Dünya hayatını artık o kadar farklı yaşıyoruz ki, kelimelerle oynamayı unuttuk. Sözün, hiç bir anlam ifade etmediği bir zaman bu zaman. Konuşmak değil yaptığımız, aradaki sesli harfleri atarak yazma ama nasıl bir yazma şekli ! Belki güzel şeyleri sözcüklere dökmek yine kolay ama sorunlarını anlatamıyor artık kimse. Aileye, dosta, arkadaşa... Herşey yüzeysel artık. Sorular kalıplaşmış, cevapları da. Çünkü kullandığımız kelime sayısı 78 000 içinde sadece 400. Bu nedenle duyguların adını koyamıyoruz. Kendimizi ifade edemiyoruz. Ne öğrenmek istediğimizi anlatamadan burcunu sorup o insanı bir kefeye koyuyoruz. Yine bu yüzden dost sahibi olamıyoruz. Dinlemiyoruz, anlayamıyoruz ve anlatamıyoruz. Bu yüzden aile kavramı önce yitirilen sonra yeniden kazanılmaya çalışılan bir ifade, dört harfli bir kelimeden ibaret maalesef.

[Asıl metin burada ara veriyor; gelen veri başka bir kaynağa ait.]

PR #280, opened 2023-03-21
Start testing 32-bit microsoft ABIs

Cvelth:


include/revng/ABI/Definition.h
```diff
@@ -379,7 +379,15 @@ class Definition : public generated::Definition {
...
 
     llvm::SmallVector<model::Register::Values, 8> Result;
-    for (auto Register : GeneralPurposeArgumentRegisters())
+
+    const auto &GPRs = GeneralPurposeArgumentRegisters();
+    const model::Register::Values &RVL = ReturnValueLocationRegister();
+    constexpr model::Register::Values Invalid = model::Register::Invalid;
+    bool NoRVLInGPRs = RVL != Invalid && !llvm::is_contained(GPRs, RVL);
+    if (NoRVLInGPRs && Lookup.contains(RVL))
+      Result.emplace_back(RVL);
```
aleclearmind, line 388: I don't understand what's going on here. What does the return value location has to do with arguments?

share/revng/abi/Microsoft_x86_cdecl.yml
```diff
@@ -33,7 +33,9 @@ ScalarTypes:
   - Size: 2
   - Size: 4
   - Size: 8
+    AlignedAt: 4
```
aleclearmind, line 36: Is this by deduction or was it properly documented?

share/revng/test/configuration/revng/test-abi.yml
```diff
@@ -31,6 +36,11 @@ commands:
       - [i386-regparm-3-systemv-abi]
       - [i386-regparm-2-systemv-abi]
       - [i386-regparm-1-systemv-abi]
+      - [i386-cdecl-microsoft-abi]
+      - [i386-fastcall-microsoft-abi]
+      - [i386-stdcall-microsoft-abi]
+      - [i386-thiscall-microsoft-abi]
+      - [i386-vectorcall-microsoft-abi]
       - [arm-aapcs-abi]
```
aleclearmind, line 44: `repeat-for` is for definition of `sources` only. Drop it.
Same above.

We'd need a YAML schema.

aleclearmind (changes requested):

aleclearmind:
Nice!

include/revng/ABI/Definition.h
Cvelth: Return value location is where the "first shadow argument" is placed. Some ABIs (i.e. AArch64) dedicate a register specifically for it (x8 in that case). When going `cabi->raw->cabi` we don't want to lose the fact that the register in question is argument-like.

share/revng/abi/Microsoft_x86_cdecl.yml
Cvelth: The documentation for these is not as well structured as I'd hope. So this came from observation first, but I did manage to find a confirmation of the fact that they are aligned at most at register-sized boundaries after the fact. Do you want me to look for it again?

share/revng/test/configuration/revng/test-abi.yml
Cvelth: What do you mean? I always assumed this was the exact use case `repeat-for` was introduced for 🤔.

include/revng/ABI/Definition.h
aleclearmind: OK, in the snipped of code there's not mention of this.
Mention somewhere `ShadowPointerToAggregateReturnValue`, which is our conventional name for this thing.

share/revng/abi/Microsoft_x86_cdecl.yml
aleclearmind: No, just curiosity.

share/revng/test/configuration/revng/test-abi.yml
aleclearmind: No, it's just for `sources`.
`repeat-for` does exactly nothing here (and you don't need it).

Cvelth: I'll try, if it does indeed changes nothing, then my bad on misunderstanding how it works.

include/revng/ABI/Definition.h
Cvelth: Added this comment near the snippet:
```cpp
    // Some ABIs (for example, AArch64) designite a special register to be used
    // in the cases where `ShadowPointerToAggregateReturnValue` is necessary.
    // The register behaves in an argument-like fashion, so we want to account
    // for it while sorting argument registers.
```

Feel free to close the thread if it sounds good to you.

share/revng/test/configuration/revng/test-abi.yml
Cvelth: Dropped.

tests/abi/tools/revng-check-compatibility-with-abi/ABIRuntimeTestResultParser.cpp
```diff
@@ -11,25 +11,101 @@
...
+                          std::move(Arguments));
+    } else {
+      revng_assert(isReturnValueTest());
+      revng_assert(ReturnValueAddress.size() == 1);
+      revng_assert(ReturnValue.size() == 1);
+      revng_assert(ExpectedReturnValue.size() == 1);
+      return ReturnValueTest(std::move(*this).extractTheState(Architecture),
+                             std::move(ReturnValueAddress[0]),
+                             std::move(ReturnValue[0]),
+                             std::move(ExpectedReturnValue[0]));
```
aleclearmind, line 97: Drop all the `std::move`, they make the code unreadable and obscure.
Drop them all.

tests/abi/tools/revng-check-compatibility-with-abi/ABIRuntimeTestResultParser.cpp
```diff
@@ -11,25 +11,101 @@
...
+    if (isArgumentTest()) {
+      revng_assert(!isReturnValueTest());
+      return ArgumentTest(std::move(*this).extractTheState(Architecture),
+                          std::move(Arguments));
+    } else {
+      revng_assert(isReturnValueTest());
+      revng_assert(ReturnValueAddress.size() == 1);
+      revng_assert(ReturnValue.size() == 1);
+      revng_assert(ExpectedReturnValue.size() == 1);
+      return ReturnValueTest(std::move(*this).extractTheState(Architecture),
```
aleclearmind, line 94: Whatever this is, do not do it.

tests/abi/tools/revng-check-compatibility-with-abi/ABIRuntimeTestResultParser.cpp
```diff
@@ -11,25 +11,101 @@
...
+namespace abi::runtime_test {
+
+struct RawState {
+  std::vector<RawWord> Registers;
+  std::vector<std::byte> Stack;
+
+  bool empty() const { return Registers.empty() && Stack.empty(); }
+
+  State extract(model::Architecture::Values Architecture) && {
+    SortedVector<Register> ResultRegisters;
```
aleclearmind, line 23: Do not use `SortedVector`. Use `std::set`. `batch_insert` is fragile and confusing and this is not performance critical code.

Do not treat testing code as performance critical code. The readability of this file is seriously compromised by the attempts to make it performant.

tests/abi/tools/revng-check-compatibility-with-abi/ABIRuntimeTestResultParser.cpp
```diff
@@ -11,25 +11,101 @@
...
+      I.emplace(std::move(*Iterator), Architecture);
+    }
 
-using namespace abi::artifact;
+    return State(std::move(ResultRegisters), std::move(Stack));
+  }
+};
 
-struct SingleRun {
+struct SingleIteration {
```
aleclearmind, line 49: "Single" is the opposite of "multiple".
This is just an iteration.

tests/abi/tools/revng-check-compatibility-with-abi/ABIRuntimeTestResultParser.h
```diff
@@ -4,86 +4,137 @@
...
   fromKey(const model::Register::Values &Key) {
     return { Key };
   }
 };
 
-namespace abi::artifact {
+namespace abi::runtime_test {
+
+struct State {
+  SortedVector<Register> Registers;
```
aleclearmind, line 68: Do not use `SortedVector` in place of a `std::set`. It's not its purpose.

tests/abi/tools/revng-check-compatibility-with-abi/ABIRuntimeTestResultParser.h
```diff
@@ -4,86 +4,137 @@
...
-  key(const abi::artifact::ModelRegister &Object) {
+  key(const abi::runtime_test::Register &Object) {
     return Object.Name;
   }
-  static abi::artifact::ModelRegister
+  static abi::runtime_test::Register
   fromKey(const model::Register::Values &Key) {
     return { Key };
   }
 };
```
aleclearmind: We don't really need KOT. Drop.

tests/abi/tools/revng-check-compatibility-with-abi/ABIRuntimeTestResultParser.cpp
```diff
@@ -202,14 +272,25 @@ State::Parsed abi::artifact::parse(llvm::StringRef RuntimeArtifact,
...
+    }
+    void operator()(ReturnValueTest &&Test) {
+      Result.ReturnValueTests[Name].Iterations.emplace_back(std::move(Test));
+    }
+  };
+  ResultInsertionHelper Helper{ Result };
+  for (auto &Iteration : Deserialized.Iterations) {
+    Helper.Name = Iteration.Function;
+    std::visit(Helper, std::move(Iteration).extract(Architecture));
   }
```
aleclearmind: This is very convoluted.

Rewrite as

```c++
abi::runtime_test::Parsed Result;

for (Iteration &Iteartion : Deserialized.Iterations) {
  // Inline here all the extract* methods and simply add stuff here to Result
}
```

tests/abi/tools/revng-check-compatibility-with-abi/ABIRuntimeTestResultParser.h
```diff
@@ -4,86 +4,137 @@
...
+struct KeyedObjectTraits<abi::runtime_test::Named<Iteration>> {
+  using Type = abi::runtime_test::Named<Iteration>;
+  static llvm::StringRef key(const Type &Object) { return Object.Name; }
+  static Type fromKey(const llvm::StringRef &Key) { return { Key }; }
 };
 
-namespace abi::artifact {
+namespace abi::runtime_test {
 
 struct Parsed {
```
aleclearmind, line 130: 1. Just call this `TestCase` or something. The fact that its the result of parsing is not relevant to its users.
2. This seems like a pretty plain format what prevents us from making *this* the YAML format?

tests/abi/tools/revng-check-compatibility-with-abi/ABIRuntimeTestResultParser.h
```diff
@@ -4,86 +4,137 @@
...
-template<>
-struct KeyedObjectTraits<abi::artifact::FunctionArtifact> {
-  static llvm::StringRef key(const abi::artifact::FunctionArtifact &Object) {
-    return Object.Name;
-  }
-  static abi::artifact::FunctionArtifact fromKey(const llvm::StringRef &Key) {
-    return { Key };
-  }
+template<typename Iteration>
+struct KeyedObjectTraits<abi::runtime_test::Named<Iteration>> {
```
aleclearmind, line 122: Do not use these. You don't need them. Use a `std::map`.

tests/abi/tools/revng-check-compatibility-with-abi/ABIRuntimeTestResultParser.cpp
```diff
@@ -129,65 +208,56 @@ struct KeyedObjectTraits<VerificationHelper> {
...
 };
 
-static bool verify(const State::Deserialized &Data, bool ShouldAssert) {
+static bool verify(const abi::runtime_test::Deserialized &Data,
+                   bool ShouldAssert) {
```
aleclearmind, line 212: Drop this argument

aleclearmind (changes requested):

tests/abi/tools/revng-check-compatibility-with-abi/Verify.cpp
```diff
@@ -17,52 +17,49 @@ void verifyABI(const TupleTree<model::Binary> &Binary,
                model::ABI::Values ABI);
```
aleclearmind, line 17: Why are you declaring a function in a `.cpp` file?

tests/abi/tools/revng-check-compatibility-with-abi/Verify.cpp
```diff
@@ -230,114 +227,299 @@ void VH::verify(const abi::FunctionType::Layout &FunctionLayout,
...
+  std::size_t ArgumentTestCount = 0, ReturnValueTestCount = 0;
   for (auto &Function : Binary->Functions()) {
-    const std::string &Name = Function.OriginalName();
-    auto CurrentFunction = ParsedArtifact.Functions.find(Name);
-    if (CurrentFunction == ParsedArtifact.Functions.end()) {
-      // Ignore types not present in the artifact.
+    Helper.FunctionName = Function.OriginalName();
+    if (Helper.FunctionName.take_front(5) == "test_")
+      Helper.FunctionName = Helper.FunctionName.drop_front(5);
+    if (auto Test = llvm::find_if(Parsed.ArgumentTests, LookupHelper);
```
aleclearmind, line 491: `count_if`. Review all usages.

tests/abi/tools/revng-check-compatibility-with-abi/Verify.cpp
```diff
@@ -92,7 +89,7 @@ void VH::verify(const abi::FunctionType::Layout &FunctionLayout,
         std::size_t CurrentSize = ExtractedStackBytes.size();
         ExtractedStackBytes.resize(CurrentSize + Argument.Stack->Size);
```
aleclearmind, line 90: Remove all usages of resize. Early optimization.

tests/abi/tools/revng-check-compatibility-with-abi/Verify.cpp
```diff
@@ -17,52 +17,49 @@ void verifyABI(const TupleTree<model::Binary> &Binary,
...
 using VH = VerificationHelper;
-void VH::verify(const abi::FunctionType::Layout &FunctionLayout,
-                const abi::artifact::FunctionArtifact &Artifact) const {
-  for (std::size_t Index = 0; Index < Artifact.Iterations.size(); ++Index) {
-    IterationAccessHelper Helper(Artifact.Iterations[Index], Architecture);
-
-    // Sort the argument registers
+void VH::arguments(const abi::FunctionType::Layout &FunctionLayout,
+                   const ATest &Iterations) const {
+  for (const abi::runtime_test::ArgumentTest &Test : *Iterations) {
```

Sebebi teknolojik gelişmedir, diyerek klişeleşmek istemiyorum. Ama yabancı kültür etkisine yeterince açık, bize her dayatılanı kabul etmeye her an hazır, milli değerlerden kopmaya mahkum bir toplumuz. Bu yeterince büyük bir sorunken aşırı hızlı gelişen teknoloji sayesinde giderek daha hızlı kopuyor, kayboluyoruz. Bu da bir gerçek. Bakınız örneğine; dün mağazalara şöyle bir dolaşırken aşina olduğumuz yabancı pop starların şarkıları bir kenarda çalıp
duruyordu. Bunda elbette sorun yok, müzik evrensel ve hepimiz açıp istediğimiz dilde istediğimiz şarkıyı dinleyebiliriz. Ama neden bu mağazalardan birinde bir Türk şarkıcı çaldığı zaman berbat bir tepki veriyoruz. Geçenlerde D&R' da gezerken Ferhat Göçer'in tüm albümünü dinledik arkadaşlarımızla. Her şarkı bitiminde de acımasızca eleştirdik: Kitap, film bakarken bu kadar entelektüel bir mekanda Ferhat Göçer mi? ıyyy...

Neyse hepimizin yaptığı şeyler bunlar biz bizeyiz rahat olalım. Benim içinde bulunduğum kafa karışıklığı sebebiyle biraz konudan konuya atladık sanki. Ama demek istediğim biraz kendiniz olun. Ne yiyoruz, ne içiyoruz,  nasıl bir hayatımız var evde? Bir çoğumuz bu konuda benzer özelliklere sahibiz, siz neyinizi kimlerden gizliyorsunuz Allah aşkına. İhtiyacımız olan biraz özgüven, biraz samimiyet, biraz da konuşup anlaşmaya çalışmak.

Artık yazacak bir günlüğünüz de yoksa böyle benim gibi gayet umumi bir ortamda içinizi de dökebilirsiniz. Kimsenin sizin dertlerinizi dinlemesine gerek yok, biz okuruz merak etmeyin.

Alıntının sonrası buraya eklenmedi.